Extract from Letters From Mr. [Thurlow] Weed . . . No. X., Correspondence of the Albany Evening Journal

From the New York Daily Tribune, August 19, 1843

Monday, July 17

I have been through the Thames Tunnel. This is to London what the Croton Water Works are to New.York, the great achievement of the 19th century. There is nothing at either entrance of the Tunnel, which indicates that you are in the vicinity of this extraordinary improvement. We passed over it in a steamer in the morning, without being aware that other masses of fellow beings were quietly walking through a subterranean passage below us! The visitor is directed “This way to the Tunnel ” by a board on the corner of a street. You descend a winding stone stairway 100 steps, and enter into the Tunnel, which is well lighted with gas, and afforded us a cool pleasant walk, after four hour’s exposure to the sun. The Tunnel has two avenues, each wide enough to allow 12 or 16 persons to walk abreast. Half way through, a printing press is stationed “By Royal Authority,” which is throwing off sheets containing an account of the Tunnel.

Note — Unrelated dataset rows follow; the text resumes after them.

PR #218, opened 2025-08-12
order-agnostic dimensions validation (ignore leading 1-D vars) + derive cube shape from coords (fixes #216)

### LINKED ISSUE #216: Determining the shape of the DataCube currently relies on specific variable names
[Determining the shape of the DataCube currently relies on specific variable names.](https://github.com/sandpiper-toolchain/sandplover/blob/fe7cf387717abd14bd100a81e10cc627b0ce5389/sandplover/cube.py#L685C9-L696C40) Strangely, things seem to be working when the "x" "y" "time" names _don't_ match. This might be because another variable is found first that has a 3d shape and this is used, but I think it is possible a coordinate variable could come up first, and this would throw an error.

```
        # get shape from a variable that is not x, y, or time
        i = 0
        while i < len(self.variables):
            if (
                self.variables[i] == "x"
                or self.variables[i] == "y"
                or self.variables[i] == "time"
            ):
                i += 1
            else:
                _var = self.variables[i]
                i = len(self.variables)
```

To be data agnostic and support more of sandsuet standard, we should refactor this to work for a range of data sets. Tests are needed.

pthak006:
**Problem:** 
DataCube shape inference was effectively name/order-dependent. When dict inputs included a leading 1-D variable (e.g., station_id) ahead of a 3-D field, the loader validated user dimensions against that 1-D shape and crashed—even though a correct 3-D var was present.

**Diagnostic code for the problem:**

```
import numpy as np, sandplover as spl
dims = {'t_ax': np.arange(10), 'y_ax': np.arange(50), 'x_ax': np.arange(60)}
data = {'station_id': np.arange(100), 'temperature': np.random.rand(10,50,60)}
spl.cube.DataCube(data, dimensions=dims)

# raises: "Shape of `dimensions` at position 0 was 10, which does not match the variables dimensions (100,)."
```

**Fixes/Changes:**

1. DictionaryIO.get_known_coords

If any value is an xarray.DataArray, ignore dimensions and use the array’s dims/coords (preserves legacy behavior; fixes test_dimensions_ignored_if_xarray).

Otherwise, when dimensions are provided, validate against a 3-D reference variable (ndim==3), not the first dict entry. Keeps original error wording so tests stay green.

When dimensions are absent, infer dims from the first 3-D variable; error if none found.

**Follow-ups (possible)**
Consider a stricter validation of dimensions against all 3-D vars (not just the first reference).

2. Cube Classes Changes (related)

DataCube.__init__: set (_H,_L,_W) from coords (not from the first data variable).

BaseCube._read_meta_from_file: prefer dataio.dims/coords; avoid inferring from an arbitrary first var.

Minor: keys now returns list(self.dataset.keys()).

Local Run of pytest didn't result in any failed test cases.


amoodie:
:wave: hi @pthak006, thanks for submitting this PR and addressing an issue. 

I think the fix makes sense to me, but it would be great to see that proven with a couple of simple tests. Can you put together some new tests in `tests/cube_test.py` and `tests/io_test.py` that try to cover some of the cases that were an issue for #216 ?

For example, there are some tests for dictionaries [here](https://github.com/sandpiper-toolchain/sandplover/blob/5a7169f60842878e3b4e385b705ee6471112a4fd/tests/io_test.py#L157) that you could add to, for the cases where the 1D variable is first, and where no 3d variables are available at all. This will help you [bring up the coverage](https://github.com/sandpiper-toolchain/sandplover/pull/218#issuecomment-3181210053) as well.

But again, this looks to me like the fix would work, and thanks!

pthak006:
Thankyou @amoodie for the comments. Sure I'll try to add some new test cases in the provided test files.

pthak006:
> 👋 hi @pthak006, thanks for submitting this PR and addressing an issue.
> 
> I think the fix makes sense to me, but it would be great to see that proven with a couple of simple tests. Can you put together some new tests in `tests/cube_test.py` and `tests/io_test.py` that try to cover some of the cases that were an issue for #216 ?
> 
> For example, there are some tests for dictionaries [here](https://github.com/sandpiper-toolchain/sandplover/blob/5a7169f60842878e3b4e385b705ee6471112a4fd/tests/io_test.py#L157) that you could add to, for the cases where the 1D variable is first, and where no 3d variables are available at all. This will help you [bring up the coverage](https://github.com/sandpiper-toolchain/sandplover/pull/218#issuecomment-3181210053) as well.
> 
> But again, this looks to me like the fix would work, and thanks!


Hello @amoodie as you suggested I added some test cases in io_test.py and cube_test.py. Could you please run code coverage report once again ?

pthak006:
Hi @amoodie I think now the code coverage/ path coverage is above the threshold. If it looks good to you, we can merge the PR. Otherwise please let me know if I need to change some other things too.

amoodie:
Thanks @pthak006 for the PR!

Issue #43, opened 2021-03-17
Geometric mask `angular` does not work for grids with an odd number of cells in the `L` direction


amoodie:
Geometric mask `angular` does not work for grids with an odd number of cells in the `L` direction. I believe this is due to the slicing and creating of the meshgrid here:

https://github.com/DeltaRCM/DeltaMetrics/blob/fbfabb2b06f776625d5e5ad42cc563a194884b1b/deltametrics/mask.py#L1027

PR #221, opened 2025-10-07
Possible solution to Issue #43  Geometric mask 'angular' doesn't work for Odd L value 

pthak006:
1. GeometricMask.angular() could raise a broadcast error or produce a miscentered mask when the grid length L is odd (and in some cases when W > 2L). This PR makes the helper grid even-width and at least as wide as the requested crop so the center index is integral and the final crop always has shape (L, W).

**The main problem**: 

- For odd L, the helper x-extent has B = 2L + 1 columns (odd).

- The crop uses int(B/2 ± W/2), which floors a half-index center and can return a slice whose width ≠ W.

- With W > 2L, the helper field is narrower than the crop request, so slicing is clamped and the result also has width ≠ W.

- Final multiply self._mask *= anglemap then fails with a shape/broadcast error
- 

**Minimal problem reproduction code**:

```
import numpy as np
from sandplover.mask import GeometricMask
L, W = 51, 120   # odd L
gm = GeometricMask(np.ones((L, W)))
gm.angular(0, np.pi/3)  # before: ValueError broadcasting (L,W) with (L, <wrong>)
```

**Possible Solution Done**:

- Build a helper grid with width B = max(W, 2L), then force B even.

- Compute x = arange(-B//2, B//2), y = arange(0, W), evaluate angles, and crop a centered window of exactly W columns using integer math:

- left = B//2 - W//2

- right = left + W

- Multiply into self._mask with a guaranteed (L, W) boolean anglemap.

The overall behavior should remain same for L = even and for L = odd there can be up to a one-column difference at the far lateral edge due to removal of the half-index rounding artifact. 

Can add additional test code for the changes if needed.

### DIFF
--- a/sandplover/mask.py
+++ b/sandplover/mask.py
@@ -2277,11 +2277,6 @@ class GeometricMask(BaseMask):
 
         .. note::
 
-           Requires a domain with a width greater than 2x its length right now.
-           Function should be re-factored to be more flexible.
-
-        .. note::
-
            Currently origin point is fixed, function should be extended to
            allow for an input origin point from which the angular bounds are
            determined.
--- a/sandplover/mask.py
+++ b/sandplover/mask.py
@@ -2324,27 +2324,30 @@ class GeometricMask(BaseMask):
             >>> _ = ax[1].set_yticks([])
             >>> _ = ax[1].set_title("Mask * Topography")
         """
-        # width must exceed 2x length
-        if (self._L / self._W) > 0.5:
-            raise ValueError("Width of input array must exceed 2x length.")
+        # Helper grid notes:
+        # - We build a polar-angle field θ(y,x) on a rectangular helper grid, then
+        #   crop a centered (L, W) window from it.
+        # - Columns (x) span an EVEN number B so that the grid has a well-defined
+        #   integer center column; this makes the centered crop stable for any parity
+        #   of L and W.
+        # - Rows (y) follow L (not W) so the cropped window always has L rows, which
+        #   prevents broadcast errors when L > W.
 
-        # helper grid: at least W columns, and even so center is integral
         B = max(self._W, 2 * self._L)
         if B % 2:
             B += 1
 
-        # build helper coordinates
-        y = np.arange(self._W)[:, None]          # (W, 1)
-        x = np.arange(-B // 2, B // 2)[None, :]   # (1, B), total columns = B (even)
+        y = np.arange(self._L)[:, None]           # (L, 1)   row index (distance “up” from origin)
+        x = np.arange(-B // 2, B // 2)[None, :]   # (1, B)   centered symmetric columns
 
         theta = np.arctan2(x, y) - theta1 + np.pi / 2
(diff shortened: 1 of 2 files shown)


sandplover/mask.py
```diff
@@ -2324,20 +2324,29 @@ def angular(self, theta1=0, theta2=np.pi):
             >>> _ = ax[1].set_yticks([])
             >>> _ = ax[1].set_title("Mask * Topography")
         """
+        # width must exceed 2x length
         if (self._L / self._W) > 0.5:
             raise ValueError("Width of input array must exceed 2x length.")
```
amoodie: Can we get rid of this check given your improvements? I think this was a restriction we imposed to make things work for our use cases, but this assumption of domain shape obviously doesn't generalize.

amoodie (changes requested):
I think I understand, and it makes sense. In general, some brief explanation of what the helper coords are doing could be useful. 

Also, can you create a test for this new case ([added to the end of the GeometricMask tests](https://github.com/sandpiper-toolchain/sandplover/blob/7a06ee712fb1214e8ade6a430ae7933ef41330fc/tests/mask_test.py#L1644))? A test passing with a domain of odd number should be sufficient. If you also [address the check here](https://github.com/sandpiper-toolchain/sandplover/blob/7a06ee712fb1214e8ade6a430ae7933ef41330fc/sandplover/mask.py#L2327-L2328) and we can drop it, then a test showing a passing result for a domain with non-2x width would be sufficient.

sandplover/mask.py
ericbarefoot: I think so.

ericbarefoot (changes requested):
I agree with Andrew, and echo his request for a test.

pthak006:
Thanks a lot @amoodie @ericbarefoot  for the comments. As requested by you both I:

- Added some explanation comments for the helper grid
- Removed the check the condition that was requested for. However if we do that we silently assume **rows = W** (because of `y = np.arange(self._W)[:, None]`). That assumption was safe only because the old guard forced “W big enough". Once we drop the guard, cases with **L > W** become legal—and then the math breaks.

One example which will break because of this:
```
L, W = 60, 40        # now valid once the guard is gone
arr = np.zeros((L, W))
gmsk = GeometricMask(arr)
gmsk.angular(0, np.pi/2)   # anglemask has 40 rows, mask expects 60 → broadcast error
```
- To cover for this we need to do just one change in the current code:

`y = np.arange(self._L)[:, None]           # rows follow L, not W`

- I removed an old test case which checked for bad dims previously and added a new test case that checks for odd length case.

amoodie (approved):
Looks great!! Thanks!!

One small change: remove the note at lines 2278--2281, as this will be outdated after merge.

I'll merge as soon as that's done, thanks!

pthak006:
Thanks @amoodie for the reply. I did remove the comment lines you talked about. Sorry I forgot to remove it when I did the changes.

amoodie:
🎉

PR #222, opened 2025-11-13
Possible fix to issue #3: memory check before loading large variable into memory

pthak006:
### Problem
Users could accidentally load 50+ GB datasets into memory without warning by calling `cube.read(True)` or `cube.read('large_variable')`, potentially causing system crashes or severe performance degradation.

### Solution
Implemented memory safety checks that prevent loading variables exceeding 80% of available RAM, with an override option for intentional large loads.

#### 1. Memory Safety Implementation
- **`NetCDFIO.read(var, force=False)`** - Added memory checking logic before loading data:
  - Calculates variable size from xarray metadata (dtype × shape)
  - Compares against 80% of currently available system memory (via `psutil`)
  - Issues a clear warning and **does not load** if threshold exceeded
  - Provides guidance on using `force=True` to override
  
- **`BaseCube.read(variables, force=False)`** - Updated to accept and pass through `force` parameter to support memory-safe loading of single or multiple variables

#### 2. Dead Code Cleanup
- Removed unused `read` parameter from:
  - `BaseCube.__init__()`
  - `DataCube.__init__()`
  - `StratigraphyCube.__init__()`
  
This parameter was documented but never actually used during initialization. Removed it to eliminate confusion and clarified in docstrings that data is never loaded during cube instantiation—users must explicitly call `.read()`.


sandplover/cube.py
ericbarefoot, line 1: I think I'm not quite sure why we would purge the `read()`  invocation from `__init__()`. I think I see that `read()` is actually called in line 888, and then it gets `super()` called by inheriting classes on init. So It seems like it does in fact load on init. 

But I think that's kind of a different question, because I don't really have an issue with requiring `read()` to happen explicitly. @amoodie what do you think?

ericbarefoot (commented):
Main question is whether we should make `read()` an explicit action. I think that's generally not a bad idea, but it could be convenient to have it read on `__init__()`. I will defer to @amoodie on whether to add this additional step for the user.

pthak006:
Hi @ericbarefoot @amoodie I looked into the issue of read() parameter that I removed and also looked into the whole IO module. Also looked into the memory safe loading. Here are the things I found and changes I have made:

- I reverted and introduced back the read() parameters in different Cube classes that I removed. I actually found that the read parameter was intended for situations where you instantiate a cube variable and immediately want to load some/all variables into the memory. eg:

    ```
    # Just connect, don't load data (lazy)
    cube = DataCube('/path/to/file.nc')
    
    # Connect AND immediately load all variables into memory
    cube = DataCube('/path/to/file.nc', read=True)
    
    # Connect AND immediately load specific variables
    cube = DataCube('/path/to/file.nc', read=['eta', 'velocity'])
    ```
However it was never used. To make sure it works as intended I made changes [here](https://github.com/sandpiper-toolchain/sandplover/pull/222/files#diff-72fa09536438ac4b7cdfa857f9f266354de306342e41f42a5bcf4ca53fd2dc0dR98)

- Second change I made was [here](https://github.com/sandpiper-toolchain/sandplover/pull/222/files#diff-72fa09536438ac4b7cdfa857f9f266354de306342e41f42a5bcf4ca53fd2dc0dR766). The reason is that previously DataCube's __getitem__ method was directly invoking xarray's variable loading method without checking the _in_memory_data cache. NetCDFIO's getitem method is designed for that but the DataCube never utilized that. 

- The memory safety code I wrote in io.py are still unchanged. I think with these changes the cube.read() pathway is memory safe. DictionaryIO is used when the data is already in memory, BaseIO and FileIO are abstract classes and hence memory check is not needed in these IO classes. 

- However it is important that this memory safety only works when someone is invoking the read pathway that is invoking functions like following:

```
cube.read('var')
cube.read(True)
DataCube('/path.nc', read=True)
```

In case someone does invoke xarray load directly like the following cases there's no memory protection then:

```
cube['var'].data
cube['var'].values
cube['var'].load()
np.array(cube['var'])
cube.export_frozen_variable('var')
```

I can see in the doc strings of cube.py classes that a CubeVariable class was intended to be used for this purpose which will intercept .data, .values, and .load() calls but was never implemented. I didn't introduce it into this PR's code as it seems to be outside of this PR's scope.

ericbarefoot (approved):
This looks good to me. Let's merge ahead. Thanks @pthak006 !

pthak006:
No worries Professor, let me know when I can resume work on the same
starting in Fall. I will also keep an eye out on the codebase and try to
actually see if some minor issues I can resolve easily and pick them up if
I have time.

-Partha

I told the man I would purchase two of his sheets provided lie would allow me to “pull” them myself. This, upon learning that “I knows the ropes,” as they say at sea, he consented to. I have, therefore, an account of the Thames Tunnel, printed by myself, standing midway between the London and Surry sides of the river, seventy feet below its bed, with Steamers and ships passing directly over my head!